Requirements for song recognition

  • Device that is able to record audio (mono at 12 kHz sampling rate).

Requirements for adding song to the database

  • Audio file in .wav format with sampling rate of 48 kHz

Steps

  1. Compile project so necessary packages download (SFML library)
  2. Run the application

Shazam guide

Application is controled via CLI with simple commands.

Command Description
a, add Add a new song to the database
d,debug Write additional information during song searching
c, clear Clear the console
h, help List all available commands
l, list List all songs in the database
q, quit Quit the application
r, record Start audio recording and song recognition

a, add

User is asked to enter name of the song, author of the song and name of the audio file (with .wav).

Then the audio file is processed and added to the database.

adding new song

d, debug

Makes the song recognition write additional information about the matched songs in the database.

Information such as how many important notes share or how many of those notes are time coherent with the recording.

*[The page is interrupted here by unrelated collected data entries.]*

PR #1532, opened 2020-03-23
Add support for using Lock objects in async with

### LINKED ISSUE #1031: Add support for using Lock objects with async with
It would be great to add support for spelling
```python
await lock.acquire()
try:
    # do some stuff
finally:
    lock.release()
```
as
```python
async with lock:
    # do some stuff
```
This would be an easy first issue for someone contributing to cocotb, and would involve implementing `__aenter__` and `__exit__`, and writing a simple test.

andrewandrepowell:
Hello (again),

This change is to resolve #1031.


tests/test_cases/issue_1031/Makefile
```diff
@@ -0,0 +1,31 @@
+###############################################################################
+# Copyright (c) 2020 Potential Ventures Ltd
```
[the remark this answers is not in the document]
cmarqu: For new files, we now use
```
```

tests/test_cases/issue_1031/issue_1031.py
```diff
@@ -0,0 +1,24 @@
+from cocotb import test, fork
```
cmarqu:
```suggestion
# Copyright cocotb contributors
# Licensed under the Revised BSD License, see LICENSE for details.
# SPDX-License-Identifier: BSD-3-Clause

from cocotb import test, fork
```

tests/test_cases/issue_1031/Makefile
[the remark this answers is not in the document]
cmarqu: (We should probably add this to the PR template...)

tests/test_cases/issue_1031/Makefile
```diff
@@ -0,0 +1,31 @@
...
+# LOSS OF USE, DATA, OR PROFITS; OR BUSINESS INTERRUPTION) HOWEVER CAUSED AND
+# ON ANY THEORY OF LIABILITY, WHETHER IN CONTRACT, STRICT LIABILITY, OR TORT
+# (INCLUDING NEGLIGENCE OR OTHERWISE) ARISING IN ANY WAY OUT OF THE USE OF THIS
+# SOFTWARE, EVEN IF ADVISED OF THE POSSIBILITY OF SUCH DAMAGE.
+###############################################################################
+
+
+include ../../designs/sample_module/Makefile
+
+MODULE = issue_1031
```
eric-wieser: I think it would be better to add this to an existing test like `test_cocotb`. Tests named after their issue number are useful for weird bugs, but not new features.

tests/test_cases/issue_1031/issue_1031.py
```diff
@@ -0,0 +1,24 @@
...
+    resource = [0]
+    lock = Lock()
+
+    fork(co(resource, lock))
+    async with lock:
+        for i in range(4):
+            resource[0] += 1
+            await Timer(10, "ns")
+    assert resource[0]==4
+    async with lock:
```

Note: percentage on time coherent notes can exceed 100% because of repeating parts in the song such as refrains.

debug information

c, clear

Simply clears the console.

h, help

Prints all available comands and their description. Similarly to the table above.

l, list

Lists all songs in the database.

listed songs

q, quit

Quits the application

r, record

Initiates recording through microphone and then song recognition.

Visualiser guide

As a part of this project I have built simple audio visualiser with three different modes. The original purpose of those visualisers was to help me debug audio and algorithms that were applied to audio data. Such as downsampling, FFT, stereo to mono conversions. Another way cooler audio visualiser that I wrote in C++ can be found here github.

Code Example

First we get audio format that we convert from stereo to mono. We do that because Visualiser expects only one channel. Then we create Visualiser instance with data from the audio and specific Visualisation mode.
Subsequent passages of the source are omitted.